On the other extreme, you have extremely abusive "body shops" where employers
think nothing of threatening to revoke a visa to manipulate a worker. I think
that many people who work for the first universe were a little shocked to
discover that the biggest recipients of the H1B visa are generally overseas
outsourcing companies.

<http://www.businessweek.com/table/08/0305_h1b.htm>

If you're interested in reading more about serious abuses of the system, I'd
recommend reading some of Ron Hira's work (a public policy professor at
Rochester) - he did an interview on NPR a while back where he discussed some
of the really outrageous cases (some H1B recipients were paid less than $9/hr
and met the "prevailing wage" requirement... how on earth can this be
happening with a visa designed to remedy shortages of "critical, highly
skilled and educated workers"? And how is it that google is running out of
visas when we're allocating them to companies paying such low wages!)

It's fubar.
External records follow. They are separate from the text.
PR #620, opened 2018-02-22
Add more tests for the CORS policy

davidor:
- Adds some missing checks in the integration tests for the CORS policy.
- Fixes a minor thing in the CORS policy code.
- Adds unit tests for the CORS policy.

### DIFF
--- a/spec/policy/cors/cors_spec.lua
+++ b/spec/policy/cors/cors_spec.lua
@@ -1,0 +1,105 @@
+local CORSPolicy = require('apicast.policy.cors')
+
+describe('CORS policy', function()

The US badly needs a solution, but there are so many competing
interests that it's difficult to find a common ground. There is some outright
xenophobia. There are people who don't really like immigration, and want to
limit it wherever they can. There are companies that want to lay off their
entire IT department and replace it with non-citizen workers who can't
negotiate their wages. There are engineers who feel positive about immigration
in general but resent a specific program specifically brings in more engineer,
on the grounds that there is no greater a "shortage" in engineering than any
other field, at least when you consider wage growth. There are people who
support very liberal immigration policies and figure more is better. There are
people who think it's crazy to tell graduates of top STEM programs that they
aren't allowed to stay. Some people say that we should staple a green card to
every graduate degree in a STEM field (but interesting, not to every law
degree or MBA, degrees that are more popular with Americans...)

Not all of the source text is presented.